El documento presentado recoge ideas que pueden significar palancas de cambio sobre las que un gobierno responsable pudiera actuar y este es el elemento esencial del documento, la posibilidad que se abre para aumentar el principio de subsidiariedad en la aplicación de la PAC y el incremento de la responsabilidad de los estados.  Sin embargo, en este marco liberalizador, la capacidad de las regiones y de los estados para oponerse a esta tendencia e impulsar objetivos y medidas acordes con la soberanía alimentaria queda muy limitada

Estando de acuerdo que los pagos directos son un instrumento esencia de la PAC, es necesaria la revisión absoluta de las bases sobre las que se otorgan. Parece imposible que la intención de apoyar la PAC en los resultados y los impactos conseguidos, pueda lograrse si se mantiene la actual distribución de derechos históricos que se ha demostrado absolutamente injusta e ineficaz. Por otra parte, nos parece importante destacar por su efecto redistributivo, la posibilidad de establecer por fin un un techo máximo obligatorio de los pagos directos por explotación”, y no voluntario para los países como ahora. Además, se plantea que los pagos directos tengan en cuenta el empleo generad0. Se añade la posibilidad, además, de pagos “decrecientes” en función del tamaño de las explotaciones, como un sistema para reducir el apoyo a las más grandes y promover un reparto “más equitativo”

Sin embargo, la contradicción interna del documento es evidente y lo demuestra el hecho de que no apueste claramente por los agricultores y agricultoras, así como ganaderos y ganaderas profesionales, dejando la puerta abierta a que los estados puedan rebajar estas exigencias.

Igualmente, y a pesar de que el documento apunta a la ampliación de los objetivos para el sector agrario en relación con el cambio climático como; la reducción de gases efecto invernadero, o la disminución del uso de nitratos, o el aumento de la superficie en agricultura ecológica, sin embargo, no traslada esta idea en una apuesta clara por un modelo de agricultura y ganadería sostenible, ligada al territorio y con claros objetivos de desintensificación.

La falta de transparencia y justicia en el funcionamiento de la cadena alimentaria no es algo que surja de la nada, sino que es consustancial al modelo de agricultura que se ha venido impulsando.
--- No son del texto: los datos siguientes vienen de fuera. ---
PR #192, opened 2020-12-10
Fix/ucd 754 navigation

Fenisay:
Put official css file, as I finally managed to only use mix of existing css (a lot of fun) we don't need this one.
This one has been excluded in production so it's simpler to do this way especially that I hope the original gov component should be updated at some point.

UCD-754 refactoring


appeals-service-api/src/__tests__/appeals.spec.js
```diff
@@ -61,7 +58,7 @@ describe('Appeals API', () => {
     expect(response.statusCode).toBe(404);
   });
 
-  test('PUT /api/v1/appeals/{id} - It responds with an updated appeal', async () => {
+  test.skip('PUT /api/v1/appeals/{id} - It responds with an updated appeal', async () => {
```
Fenisay, line 61: @frank-dodion this test is failing but it seems that it's doing what it's supposed to do. Update based with the change made by the service. Can you confirm please ?

Capture d’écran 2020-12-10 à 14 57 08

frank-dodion: Let me see..

frank-dodion: It seems to pass for me locally. I typically use npm run test:tdd from the appeals-service-api folder to get rapid feeddback.

frank-dodion: Is it failing in the ci checks?

appeals-service-api/src/__tests__/appeals.spec.js
```diff
@@ -39,10 +39,7 @@ describe('Appeals API', () => {
 
   test('POST /api/v1/appeals - It responds with a newly created appeal', async () => {
     const appeal = appealDocument;
-    const response = await request(app).post('/api/v1/appeals').send({
-      // lpaCode: 'E60000281',
-      // decisionDate,
-    });
+    const response = await request(app).post('/api/v1/appeals').send(appealDocument);
```
frank-dodion, line 42: I think the current appeals api spec does not expect a payload.

appeals-service-api/src/controllers/appeals.js
```diff
@@ -2,12 +2,11 @@ const uuid = require('uuid');
 const logger = require('../lib/logger');
 
 const mongodb = require('../db/db');
-const { appealDocument } = require('../models/appeal');
 const { validateAppeal } = require('../middleware/validateAppeal');
 
 module.exports = {
   async create(req, res) {
-    const appeal = appealDocument;
+    const appeal = req.body;
```
frank-dodion, line 9: I think the current appeals api spec does not expect a payload. Here we use a known to be 'safe' state for the newly created appeal.

appeals-service-api/src/__tests__/appeals.spec.js
Fenisay: Not sure as I fixed something else, I push without the skip to see. Thanks

Capture d’écran 2020-12-10 à 15 25 16

It's this part which somehow change the date on my laptop and top yours

appeals-service-api/src/controllers/appeals.js
Fenisay: The thing is that on the front I need to initialise a new appeal before, the only difference is that he has no id.
And it's weird to have to ask to create an empty skeleton and then update it. All the first task you do will be replaced with the skeleton without this change.

appeals-service-api/src/__tests__/appeals.spec.js
Fenisay: The ci passed, that's weird.

frank-dodion: For most of the tests we generate a new appeal and set the decision date to yesterday. If could be any past date but I wanted it to stay in the valid period so it could not be a fixed date. I suppose it could be a time zone thing because the essentially we strip out the first ten characters to get a string like this YYYY-MM-DD from an ISO date string.

appeals-service-api/src/controllers/appeals.js
frank-dodion: I think the way to initialise a new appeal at any point is to call the POST (create) endpoint with no payload. The response will be a safe appeal json representation of an appeal with a new id. You can build and submit any PUT updates using that as a template payload.

Fenisay: It was done like this because the previous model was just flat and updated on the fly. Now we have a new data model, why not change ? 

Is there a reason why we would not want to offer the capacity to insert an appeal with the body on the payload ? It seems to be the standard for POST method in REST architecture. I don't really like the 'transactional' way that you describing and the safety you mentioned should not be the issue as we are supposed to restrict the API soon and if the body in the payload is not safe, he will not be stored. 

Did I understood correctly ?

frank-dodion (changes requested):
The proposed changes will mean that calling the POST (create) endpoint does not comply with the api spec. More importantly, the payload accepted is not subject to validation so it could result in a new appeal that is invalid.

Fenisay:
> The proposed changes will mean that calling the POST (create) endpoint does not comply with the api spec. More importantly, the payload accepted is not subject to validation so it could result in a new appeal that is invalid.

I answered you on the other post.


It was done like this because the previous model was just flat and updated on the fly. Now we have a new data model, why not change the API ?

Is there a reason why we would not want to offer the capacity to insert an appeal with the body on the payload ? It seems to be the standard for POST method in REST architecture. I don't really like the 'transactional' way that you describing and the safety you mentioned should not be the issue as we are supposed to restrict the API soon and if the body in the payload is not safe, he will not be stored. 

Did I understood correctly ?

frank-dodion:
> > The proposed changes will mean that calling the POST (create) endpoint does not comply with the api spec. More importantly, the payload accepted is not subject to validation so it could result in a new appeal that is invalid.
> 
> I answered you on the other post.
> 
> It was done like this because the previous model was just flat and updated on the fly. Now we have a new data model, why not change the API ?
> 
> Is there a reason why we would not want to offer the capacity to insert an appeal with the body on the payload ? It seems to be the standard for POST method in REST architecture. I don't really like the 'transactional' way that you describing and the safety you mentioned should not be the issue as we are supposed to restrict the API soon and if the body in the payload is not safe, he will not be stored.
> 
> Did I understood correctly ?

It is always possible to propose a change to the API and provide an implementation but that is not in this PR.

Fenisay:
> > > The proposed changes will mean that calling the POST (create) endpoint does not comply with the api spec. More importantly, the payload accepted is not subject to validation so it could result in a new appeal that is invalid.
> > 
> > 
> > I answered you on the other post.
> > It was done like this because the previous model was just flat and updated on the fly. Now we have a new data model, why not change the API ?
> > Is there a reason why we would not want to offer the capacity to insert an appeal with the body on the payload ? It seems to be the standard for POST method in REST architecture. I don't really like the 'transactional' way that you describing and the safety you mentioned should not be the issue as we are supposed to restrict the API soon and if the body in the payload is not safe, he will not be stored.
> > Did I understood correctly ?
> 
> It is always possible to propose a change to the API and provide an implementation but that is not in this PR.

You can tell me if you think that I want and said makes sense to you first please, then I won't need to change the API for no reason ?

Nos satisface que constituya una fuerte preocupación para la Comisión, sin embargo, esto no se conseguirá si no se fortalecen las medidas de regulación de mercados, y en este sentido, en el documento no aparecen demasiadas ideas.  Relacionado con la volatilidad y la vulnerabilidad de las explotaciones, se propone crear una plataforma a escala de la UE sobre la gestión de riesgos, pero tememos que este modelo signifique la privatización del modelo de los seguros agrarios.
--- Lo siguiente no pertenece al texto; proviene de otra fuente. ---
PR #201, opened 2020-12-11
Feature/ucd 1079

MrSimonEmms:
## Ticket Number

UCD-1079

## Description of change

Create the Document Service upload endpoints and get a file uploaded.

## Checklist

- [x] New features have tests

## Important


docker-compose.yml
```diff
@@ -49,6 +49,8 @@ services:
     image: node:14-alpine
     environment:
       BLOB_STORAGE_CONNECTION_STRING: DefaultEndpointsProtocol=http;AccountName=devstoreaccount1;AccountKey=Eby8vdM02xNOcqFlqUwJPLlmEtlCDXJ1OUzFT50uSRZ6IFsuFq2UVErCz4I6tq/K1SZFPTOtr/KBHBeksoGMGw==;BlobEndpoint=http://blob-storage:10000/devstoreaccount1;QueueEndpoint=http://blob-storage:10001/devstoreaccount1;
+      FILE_MAX_SIZE_IN_BYTES: 50000000
+      FILE_UPLOAD_PATH: /tmp/upload
```
GoEagles999, line 53: Does this folder need to be created?

document-service-api/src/lib/config.js
```diff
@@ -19,6 +21,23 @@ module.exports = {
...
+      path: process.env.DOCS_API_PATH || path.join(__dirname, '..', 'api'),
+    },
+  },
+  fileUpload: {
+    maxSizeInBytes: Number(process.env.FILE_MAX_SIZE_IN_BYTES || 1000),
+    mimeTypes: [
+      'application/pdf', // pdf
+      'application/msword', // doc
+      'application/vnd.openxmlformats-officedocument.wordprocessingml.document', // docx
+      'image/tiff', // tiff
```
GoEagles999, line 35: could be image/tif as well

document-service-api/src/lib/config.js
```diff
@@ -19,6 +21,23 @@ module.exports = {
...
+      'image/jpeg', // jpeg
```
GoEagles999, line 36: could be image/jpg as well

MrSimonEmms: Seemingly not https://stackoverflow.com/questions/33692835/is-the-mime-type-image-jpg-the-same-as-image-jpeg

GoEagles999 (dismissed):

document-service-api/src/lib/config.js
MrSimonEmms: As with jpg, seemingly not https://developer.mozilla.org/en-US/docs/Web/HTTP/Basics_of_HTTP/MIME_types/Common_types

MrSimonEmms:
Need to create a sidecar to do the blob upload

docker-compose.yml
```diff
@@ -45,27 +45,40 @@ services:
       - ./appeals-service-api:/opt/app
     command: npm run start:dev
 
-  document-service-api:
+  document-service-api: &document-service
     image: node:14-alpine
     environment:
       BLOB_STORAGE_CONNECTION_STRING: DefaultEndpointsProtocol=http;AccountName=devstoreaccount1;AccountKey=Eby8vdM02xNOcqFlqUwJPLlmEtlCDXJ1OUzFT50uSRZ6IFsuFq2UVErCz4I6tq/K1SZFPTOtr/KBHBeksoGMGw==;BlobEndpoint=http://blob-storage:10000/devstoreaccount1;QueueEndpoint=http://blob-storage:10001/devstoreaccount1;
+      STORAGE_CONTAINER_NAME: document-service-uploads
+      FILE_MAX_SIZE_IN_BYTES: 50000000
```
a6software, line 53: Have I made a balls up then - https://github.com/foundry4/appeal-planning-decision/blob/master/docker-compose.yml#L75

think I need to change this to `50000000` also ?

charts/app/templates/documentServiceApi.yaml
```diff
@@ -1,3 +1,5 @@
+---
+# Deplyment - this is the main API application
```
a6software, line 2: nit: typo on Deplyment

a6software (approved):
Of what I understand, all LGTM :+1:

document-service-api/src/api/openapi.yaml
```diff
@@ -0,0 +1,205 @@
...
+          type: string
+          description: The mime type
+          example: application/pdf
+        size:
+          type: integer
+          description: The length of the file in bytes
+        location:
+          type: string
+          format: uri
+          description: The absolutely URI to the file
```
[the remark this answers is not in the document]
MrSimonEmms: In the original doc I received

charts/app/templates/documentServiceApi.yaml
MrSimonEmms: Nit indeed

rcmsoftwaredevelopment (dismissed):

docker-compose.yml
MrSimonEmms: Yes, and no. In dev, we don't care what the actual size should be. It's a development experience and has no bearing on what it is on the deployed application (and these could conceivably be different in each each environment.

The number you've done there is actually 50 mebibytes - data was decimalised about 10 years ago so a megabyte is 1000^2, but a mebibyte is 1024^2 https://en.wikipedia.org/wiki/Mebibyte

document-service-api/src/api/openapi.yaml
```diff
@@ -0,0 +1,205 @@
...
+openapi: 3.0.0
+info:
+  title: Appeals Document Service API Documentation
+  version: 1.0.0
+  license:
+    name: www.foundry4.com
+servers:
+  - url: http://localhost:3001/
+paths:
+  "/api/v1/{applicationId}":
```
frank-dodion, line 11: Can the applicationId contain '/' characters i.e. forward slashes?

MrSimonEmms: It should be a UUID. I guess is could contain slashes if it was URL encoded. This application just passes in what it receives for logical separation in the blob storage - there's no validation on the appId at all

GoEagles999:
> Need to create a sidecar to do the blob upload

Done?

GoEagles999:
Very solid piece of work mate

GoEagles999 (approved):
Production-grade code mate

MrSimonEmms:
> > Need to create a sidecar to do the blob upload
> 
> Done?

Yes. This is in the `document-service-api/src/tasks/uploadFilesToBlobStorage.js`

document-service-api/src/api/openapi.yaml
frank-dodion: So is this the Appeal Id rather than the original application id? I am not sure we will have access to the original application id as a uuid. I think if we have a value that could include forward slashes as a path variable then e may have problems.
Screenshot 2020-12-14 at 14 27 27

MrSimonEmms: My expectation is that it's the UUID that generated by the Forms Web App and stored in the session to link everything together.

frank-dodion: It seems to work in Postman so it might work from the client app that does not attempt to escape characters. 
Screenshot 2020-12-14 at 14 42 18

docker-compose.yml
MrSimonEmms: I've just read that article. I'm now upset that 1998 wasn't "about 10 years ago".

[I'm old](https://giphy.com/gifs/jamie-lee-curtis-boho-freaky-friday-TfseOfhwd6BJC)

document-service-api/src/api/openapi.yaml
MrSimonEmms: This is a non-issue. This should be the UUID generated by the application. That's just alphanumeric

frank-dodion: I suppose a deeper question is, "Does the Document Service need to know about the planning application id or appeal id at all?" If that information is provided as a linking key then we can retrieve all related docs together but in the context of our current project the list of document ids for a particular appeal is available in the appeal entity. We could acheive the same result by calling Document Service with a collection of document ids.

rcmsoftwaredevelopment (approved):
All fine

a6software (approved):

docker-compose.yml
```diff
@@ -45,27 +45,40 @@ services:
       - ./appeals-service-api:/opt/app
     command: npm run start:dev
 
-  document-service-api:
+  document-service-api: &document-service
```
Fenisay, line 48: Didn't knew about this feature :o

document-service-api/src/api/openapi.yaml
frank-dodion: Thanks for the clarification. Perhaps we could update the wording on the description and enforce that the path variable must be a uuid.

docker-compose.yml
MrSimonEmms: Called "YAML Anchors". Very useful https://blog.daemonl.com/2016/02/yaml.html

document-service-api/src/api/openapi.yaml
MrSimonEmms: That's exactly the point I made above. It **DOESN'T** have to be anything. There's zero validation on this, it's just used as a logical separator and used to group files. But the Doc Service has no knowledge or interest in what that value is.

This may require further work in the future on validation, but the purposes of MVP it's met the good-enough-is-good-enough stage

frank-dodion: If the applicationId is a uuid generated by FWA and stored in the session but not the appeal id (that is generated by the Appeals Service) then I don't think it will be persisted so may not be available when the session closes.

MrSimonEmms: It should be persisted to the Appeals Service document - I don't know about how you changed it when you did #185, but that was the purposes of the `uuid` in the original model. In any case, any documents added as part of an appeal will store the document ID (generated here as `id`, but also a UUID) and put those in the Appeals Service document.

frank-dodion: The appeal id is persisted as the primary key.

frank-dodion (approved):

document-service-api/src/api/openapi.yaml
MrSimonEmms: Yeah, I don't care how it's stored so long as there's a unique ID in the Appeals Service. This is what should be passed in here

Por último, y por primera vez en los sesenta años de historia de la PAC, el documento acentúa la responsabilidad de cada uno de los estados en la ejecución de la Política Agraria, y se abre la posibilidad de que sean los países los que delimiten los propios objetivos y medidas tanto en el primer pilar de ayudas directas, como en el segundo de desarrollo rural. Esto implicaría un mayor seguimiento en el cumplimiento y controles estrictos.  El Ministerio de Agricultura de España, al igual que varios Gobiernos Autonómicos han reaccionado de forma rápida y muy negativa ante esta idea. Sin embargo, y a la vista de la nefasta experiencia acumulada en la gestión que España ha hecho de la PAC, no puede sino llamarnos la atención.  No podemos sino pensar que quizás la posibilidad de adecuar los instrumentos y medidas a la realidad sea una vía interesante que merece la pena analizar, ¿que podría hacer un gobierno con voluntad profunda de cambio social y de lucha por la defensa de la soberanía alimentaria y un mundo rural vivo, si tuviera la posibilidad de aterrizar de manera ajustada a la realidad de cada territorio rural y a las necesidades de cada sector productivo los ingentes recursos que suponen la PAC?